* Required action:
Check each line of the data, and copy those where "contentType" appears.

─── Extracted material ───

PR #1266, opened 2026-05-19
✨ Pre-warm shared ebook cache on book listing create and metadata sync

williamchong:
When a book listing is created or its on-chain metadata/file path is refreshed, stream the referenced files into the GCS bucket that the ebook-cors service reads from, so first reads hit a warm cache.

The cache key resolution mirrors ebook-cors byte-for-byte (arweave links resolved locally via Firestore) so entries are actually hit. Runs fire-and-forget so it never blocks the response or the ISCN sync.

### DIFF
--- a/src/util/api/likernft/book/cache.ts
+++ b/src/util/api/likernft/book/cache.ts
@@ -1,0 +1,194 @@
+import axios from 'axios';
+import { pipeline } from 'stream/promises';
+import type { File } from '@google-cloud/storage';
+
+import { ARWEAVE_GATEWAY, API_HOSTNAME } from '../../../../constant';
+import { bookCacheBucket } from '../../../gcloudStorage';
+import { getArweaveTxInfo } from '../../arweave/tx';
+import type { NFTClassData } from './index';
+
+// Mirrors the gateway lists in likecoin-cloud-functions/ebook-cors/nft/http.js.
+// The resolved URLs we cache always live on these gateways, so their cache time
+// is the permanent one (matching ebook-cors getUrlCacheTime()).
+const PERMANENT_CACHE_TIME_IN_S = 31536000;
+
+const LIKECOIN_API_LINK_PREFIX = `https://${API_HOSTNAME}/arweave/v2/link/`;
+
+// Arweave / IPFS gateway fallbacks, same ordering as ebook-cors.
+const ARWEAVE_GATEWAYS = ['https://arweave.net/', 'https://gateway.irys.xyz/'];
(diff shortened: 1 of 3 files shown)


src/util/api/likernft/book/cache.ts
```diff
@@ -0,0 +1,179 @@
...
+// Arweave / IPFS gateway fallbacks, same ordering as ebook-cors.
+const ARWEAVE_GATEWAYS = ['https://arweave.net/', 'https://gateway.irys.xyz/'];
+const IPFS_GATEWAYS = ['https://ipfs.io/ipfs/', 'https://w3s.link/ipfs/', 'https://gateway.irys.xyz/ipfs/'];
+
+function getCacheFilePath(classId: string, url: string) {
+  // Must match ebook-cors nft/cache.js getCacheFilePath() exactly.
+  return `${classId}/${encodeURIComponent(url)}`;
+}
+
+function getFallbackUrls(url: string): string[] {
```
nwingt: below is resolveBookFileCache`URL`

```suggestion
function getFallbackURLs(url: string): string[] {
```

src/util/api/likernft/book/cache.ts
```diff
@@ -0,0 +1,179 @@
...
+ *
+ * The api/arweave/v2/link/<txHash> case is resolved locally via Firestore
+ * (getArweaveTxInfo) instead of an HTTP round-trip — it yields the same
+ * `${ARWEAVE_GATEWAY}/${arweaveId}` (+ ?key=) link the endpoint returns.
+ */
+async function resolveBookFileCacheURL(
+  targetURI: string,
+): Promise<string | undefined> {
+  if (!targetURI) return undefined;
+  let parsedUrl: URL;
```
nwingt: why targetURI but parsedURL 
```suggestion
  let parsedURL: URL;
```

src/util/api/likernft/book/cache.ts
```diff
@@ -0,0 +1,179 @@
...
+    const [metadata] = await fileRef.getMetadata();
+    // ebook-cors only treats an entry as a hit if contentType is set.
+    return !!metadata.contentType;
+  } catch (err) {
+    if ((err as { code?: number }).code === 404) return false;
+    throw err;
+  }
+}
+
+async function fetchStreamWithFallback(url: string, fallbackUrls: string[]) {
```
nwingt:
```suggestion
async function fetchStreamWithFallback(url: string, fallbackURLs: string[]) {
```

nwingt (approved):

───

* Result of this task:
+    // ebook-cors only treats an entry as a hit if contentType is set.
+    return !!metadata.contentType;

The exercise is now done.